Asian Development Bank in its outlook for the financial year 2020-21 said that India's economic growth is likely to slow down to 4% this fiscal on the back of the current global health emergency.
Growth in India will remain subdued after the country suffered a sharp slowdown last year, from 6.1% in fiscal 2019 to 5%, as a credit crunch that originated in the non-banking financial sector severely hampered bank lending, the Manila-based lender said.

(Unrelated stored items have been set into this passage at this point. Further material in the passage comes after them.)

PR #289, opened 2020-11-09
itemForm: Improves item edit

jrcastro2:
* Adds warning modal when updating the document
  of an item that has past loans
* Disables edit button when item on loan
* closes https://github.com/inveniosoftware/invenio-app-ils/issues/228

While editing an item if it has past loans the form will display the document field disabled and with a informative message.

image

### DIFF
--- a/src/lib/pages/backoffice/Item/ItemForms/ItemEditor/ItemForm/ItemForm.js
+++ b/src/lib/pages/backoffice/Item/ItemForms/ItemEditor/ItemForm/ItemForm.js
@@ -99,8 +99,17 @@ export class ItemForm extends Component {
       successSubmitMessage,
       title,
       pid,
+      itemPastLoans,
     } = this.props;
     const initialValues = data ? this.prepareData(metadata) : {};
+    const hasPastOrActiveLoans =
+      itemPastLoans > 0 ||
+      (data.metadata.circulation &&
+        invenioConfig.CIRCULATION.loanActiveStates.includes(
+          data.metadata.circulation.state
+        ));
+    const message =
+      'Change of document is disabled because this item has active or past loans.';
     return (
       <BaseForm
         initialValues={{
@@ -134,6 +143,8 @@ export class ItemForm extends Component {
               icon={<DocumentIcon />}
               query={documentApi.list}
               serializer={serializeDocument}
+              disabled={hasPastOrActiveLoans}
+              disabledMessage={hasPastOrActiveLoans ? message : ''}
               width={8}
             />
             <VocabularyField
@@ -246,6 +257,7 @@ ItemForm.propTypes = {
   successSubmitMessage: PropTypes.string,
   title: PropTypes.string,
   pid: PropTypes.string,
+  itemPastLoans: PropTypes.number,
 };
 
 ItemForm.defaultProps = {
@@ -253,4 +265,5 @@ ItemForm.defaultProps = {
   successSubmitMessage: null,
   title: null,
   pid: null,
+  itemPastLoans: null,
 };
--- a/src/lib/pages/backoffice/Item/ItemForms/ItemEditor/index.js
+++ b/src/lib/pages/backoffice/Item/ItemForms/ItemEditor/index.js
@@ -1,1 +1,18 @@
-export { ItemEditor } from './ItemEditor';
+import { connect } from 'react-redux';
+
+import { fetchPastLoans } from '../../ItemDetails/ItemPastLoans/state/actions';
+import ItemEditorComponent from './ItemEditor';
+
+const mapStateToProps = state => ({
+  itemPastLoans: state.itemPastLoans.data.total,
+  isLoadingPastLoans: state.itemPastLoans.isLoading,
+});
+
+const mapDispatchToProps = dispatch => ({
+  fetchPastLoans: itemPid => dispatch(fetchPastLoans(itemPid)),
+});
+
+export const ItemEditor = connect(
+  mapStateToProps,
+  mapDispatchToProps
+)(ItemEditorComponent);
--- a/src/lib/forms/core/BaseForm/BaseForm.js
+++ b/src/lib/forms/core/BaseForm/BaseForm.js
@@ -151,4 +151,15 @@ BaseForm.propTypes = {
 
 BaseForm.defaultProps = {
   children: null,
+  initialValues: null,
+  successSubmitMessage: '',
+  successCallback: null,
+  createApiMethod: null,
+  editApiMethod: null,
+  submitSerializer: null,
+  title: '',
+  pid: '',
+  validationSchema: null,
+  onSubmit: null,
+  buttons: null,
 };
--- a/src/lib/forms/core/SelectorField.js
+++ b/src/lib/forms/core/SelectorField.js
@@ -85,6 +85,7 @@ export class SelectorField extends Component {
       renderGroup,
       renderSelection,
       width,
+      disabledMessage,
       ...selectorProps
     } = this.props;
     const selections = [];
@@ -123,6 +124,7 @@ export class SelectorField extends Component {
           initialSelections={selections}
           renderSelections={renderGroup}
           renderSelection={renderSelection}
+          disabledMessage={disabledMessage}
           onSelectionsUpdate={selections =>
             this.onSelectionsUpdate(selections, setFieldValue)
           }
@@ -164,6 +166,7 @@ SelectorField.propTypes = {
   multiple: PropTypes.bool,
   placeholder: PropTypes.string,
   width: PropTypes.number,
+  disabledMessage: PropTypes.string,
 };
 
 SelectorField.defaultProps = {
@@ -178,4 +181,5 @@ SelectorField.defaultProps = {
   renderGroup: null,
   label: '',
   icon: null,
+  disabledMessage: '',
 };
--- a/src/lib/modules/ESSelector/ESSelector.js
+++ b/src/lib/modules/ESSelector/ESSelector.js
@@ -1,7 +1,14 @@
 import React, { Component } from 'react';
 import PropTypes from 'prop-types';
 import Overridable from 'react-overridable';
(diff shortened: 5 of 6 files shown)


src/lib/pages/backoffice/Item/ItemDetails/ItemActionMenu/ItemActionMenu.js
```diff
@@ -113,16 +113,32 @@ export default class ItemActionMenu extends Component {
...
 
     return (
       <div className="bo-action-menu">
-        <EditButton
-          fluid
-          to={BackOfficeRoutes.itemEditFor(item.metadata.pid)}
-          text="Edit physical copy"
-        />
+        {isInCirculation ? (
+          <Popup
```
jrcastro2, line 122: Does it makes sense to create a `FakeButton` or `DisabledButton` component with this `PopUp` code and replace all the disables button with this, that way the user will have some feedback on why the button is disabled. WDYT ?

ntarocco: Is this done because the Popup is not displayed on disabled buttons?
I think the button should be disabled.

src/lib/pages/backoffice/Item/ItemDetails/ItemActionMenu/ItemActionMenu.js
```diff
@@ -164,9 +180,11 @@ ItemActionMenu.propTypes = {
   deleteItem: PropTypes.func.isRequired,
   checkoutItem: PropTypes.func.isRequired,
   checkOutitemList: PropTypes.arrayOf(PropTypes.object),
+  isInCirculation: PropTypes.bool,
 };
 
 ItemActionMenu.defaultProps = {
   offset: 0,
   checkOutitemList: [],
+  isInCirculation: false,
```
ntarocco, line 189: I would go maybe for something more explicit?
```suggestion
  isCurrentlyOnLoan: false,
```

src/lib/pages/backoffice/Item/ItemForms/ItemEditor/ItemForm/ItemForm.js
```diff
@@ -92,15 +92,36 @@ export class ItemForm extends Component {
     goTo(BackOfficeRoutes.itemDetailsFor(getIn(response, 'data.metadata.pid')));
   };
 
+  shouldModalDisplay(initialValues, values) {
```
ntarocco, line 95: I would go for:
```suggestion
  isDocumentPidChanged(initialValues, values) {
```

src/lib/pages/backoffice/Item/ItemForms/ItemEditor/ItemForm/ItemForm.js
```diff
@@ -92,15 +92,36 @@ export class ItemForm extends Component {
...
     } = this.props;
     const initialValues = data ? this.prepareData(metadata) : {};
+    const itemOnLoan =
+      data && data.metadata && data.metadata.circulation
+        ? invenioConfig.CIRCULATION.loanActiveStates.includes(
+            data.metadata.circulation.state
+          )
+        : false;
+    const modal = {
+      header: 'Possible inconsistency',
```
ntarocco, line 120: Just wondering: what about if we keep it simple and we disable the document selector field also when `itemPastLoans > 0`? Then we add a similar message on the select to explain why it cannot be changed.

I am worried that the will anyway proceed, and then it can really create inconsistency around :)
This will also simply the form and avoid the modal.

src/lib/pages/backoffice/Item/ItemForms/ItemEditor/ItemForm/ItemForm.js
```diff
@@ -114,6 +135,8 @@ export class ItemForm extends Component {
         successSubmitMessage={successSubmitMessage}
         title={title}
         pid={pid}
+        modal={hasModal ? modal : null}
```
ntarocco, line 138: If we go with this, I will then do something different:
```
BaseForm
  onSubmit=() => modal and then call the original on submit if yes
```
basically, I am not sure we want to implement a modal in the base form... only if it can be reused?

Or, if we implement the modal there, then I would specialize it:
```
<BaseForm
    onSubmitCreateModal
    onSubmitEditModal
```
but then the conditions can differ.

src/lib/pages/backoffice/Item/ItemForms/ItemEditor/index.js
```diff
@@ -1 +1,17 @@
...
+
+import { fetchPastLoans } from '../../ItemDetails/ItemPastLoans/state/actions';
+import ItemEditorComponent from './ItemEditor';
+
+const mapStateToProps = state => ({
+  itemPastLoans: state.itemPastLoans.data.total,
+});
+
+const mapDispatchToProps = dispatch => ({
+  fetchPastLoans: itemPid => dispatch(fetchPastLoans(itemPid)),
```
ntarocco, line 11: I am a bit worried by adding this, yet another search, but I guess we don't have much options...
Anyway, it will happen quite rarely...
Make sure that this search finishes before rendering the form, it is blocking, maybe?

src/lib/pages/backoffice/Item/ItemDetails/ItemActionMenu/ItemActionMenu.js
jrcastro2: Yes, we can have the button disabled and make the Popup appear when we hover over. I thought it could be more user-friendly this way but I agree with you, thanks!

src/lib/pages/backoffice/Item/ItemForms/ItemEditor/ItemForm/ItemForm.js
jrcastro2: Absolutley, if that's an option would simplify things a lot. I didn't consider this option because I thought that the change of the document field in the item form is a "requirement", if it's not, I would go for this option.

src/lib/pages/backoffice/Item/ItemForms/ItemEditor/ItemForm/ItemForm.js
jrcastro2: Yes, it is reusable. Any component that uses the `BaseForm` component will be able to use the modal by passing 2 props:

1. **modal:** It's an obejct that contains the header and the content of the modal, f.e:
```
const modal = {
      header: 'Possible inconsistency',
      content:
        'You are about to change the referred document of this item. This item already has past loans that belongs to the current document. Be aware that changing the document can provoke some inconsistencies. Do you want to proceed ?',
    };
```
2. **shouldModalDisplay:**  This prop allows to pass a function to add some conditions if needed for displaying the modal. If no conditions are needed, just return true

src/lib/pages/backoffice/Item/ItemForms/ItemEditor/index.js
jrcastro2: This search will happen any time we open the form edit.
Now it's updated to wait for the search to finish before rendering the form, thanks!

src/lib/pages/backoffice/Item/ItemForms/ItemEditor/ItemForm/ItemForm.js
kprzerwa: I agree, lets block changing the item's document completely if there are loans

jrcastro2:
Removed the modal and disabled the document field if there are past loans present, an informative message is also displayed.

ntarocco:
After discussion, it would be great to allow edition of an item, blocking the `document_pid` if past or active loans...
The backend should be fixed according, see [here](https://github.com/inveniosoftware/invenio-app-ils/blob/b7d433c34cdb60b8320a015990a96891b61f0062/invenio_app_ils/items/api.py#L59)

jrcastro2:
Question for reviewers: Since we raise an error from the backend (see [here](https://github.com/inveniosoftware/invenio-app-ils/pull/989)) when updating the document if there are past loans, does it make sense to keep it only server side or should we  disable the field and add the error message ?

src/lib/pages/backoffice/Item/ItemForms/ItemEditor/ItemForm/ItemForm.js
```diff
@@ -99,8 +99,12 @@ export class ItemForm extends Component {
       successSubmitMessage,
       title,
       pid,
+      itemPastLoans,
     } = this.props;
     const initialValues = data ? this.prepareData(metadata) : {};
+    const hasPastLoans = itemPastLoans > 0;
+    const message =
+      'Not possible to edit the document field if the item already has past loans.';
```
ntarocco, line 107: Very very very minor:
```suggestion
      'Change of document is disabled because this item has active or past loans.';
```

ntarocco (commented):
Is it checking for active loans too?

jrcastro2:
> Is it checking for active loans too?

Now yes, thanks for pointing it out.

src/lib/pages/backoffice/Item/ItemForms/ItemEditor/ItemForm/ItemForm.js
```diff
@@ -99,8 +99,15 @@ export class ItemForm extends Component {
       successSubmitMessage,
       title,
       pid,
+      itemPastLoans,
     } = this.props;
     const initialValues = data ? this.prepareData(metadata) : {};
+    const hasPastOrActiveLoans =
+      itemPastLoans > 0 ||
+      (data.metadata.circulation &&
+        data.metadata.circulation.state === 'ITEM_ON_LOAN');
```
ntarocco, line 108: Really sorry to comment again @jrcastro2 :( but it is maybe safer to do:
```suggestion
        invenioConfig.CIRCULATION.loanActiveStates.includes(data.metadata.circulation.state);
```

FlorianCassayre (approved):
Tested, looks good to me.
+1 for adding the default props in `BaseForm`.

kprzerwa (approved):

"We face extraordinarily challenging times. The outbreak of coronavirus (COVID-19) is disrupting people’s lives and interrupting business and other economic activities around the world," said Masatsugu Asakawa, President of Asian Development Bank.
Noting that COVID-19 has not yet spread extensively in India, ADB said measures to contain the virus and a weaker global environment will whip up headwinds, offsetting support from corporate and personal income tax cuts as well as financial sector reforms which are meant to revive credit flows.
In its Asian Development Outlook (ADO) 2020 the lender said, "Gross domestic product (GDP) growth in India is forecast to slow further to 4% in FY21 before strengthening to 6.2% in the next fiscal."
On March 27, influential Moody's Investors Service had slashed India's 2020 GDP growth projection from its earlier forecast of 5.3% to 2.5% amid the global Coronavirus pandemic.
“The governments of India (Baa2 negative) and South Africa (Baa3 negative) have announced 21-day lockdowns. We expect these measures to dampen economic growth in both countries this year. For India, we are now projecting growth rates of 2.5% in 2020 followed by 5.8% next year," Moody’s said in its Global Macro Outlook.
It expects the G-20 Economies to experience a shock in the first half of the year, which will have an effect on the rest of the year before the country will rebound in 2021. Moody's has also pegged Coronavirus source China's 2020 GDP growth to 3.3% in 2020 and forecasted it to grow at 6% in 2021, backed by consumer demand growth.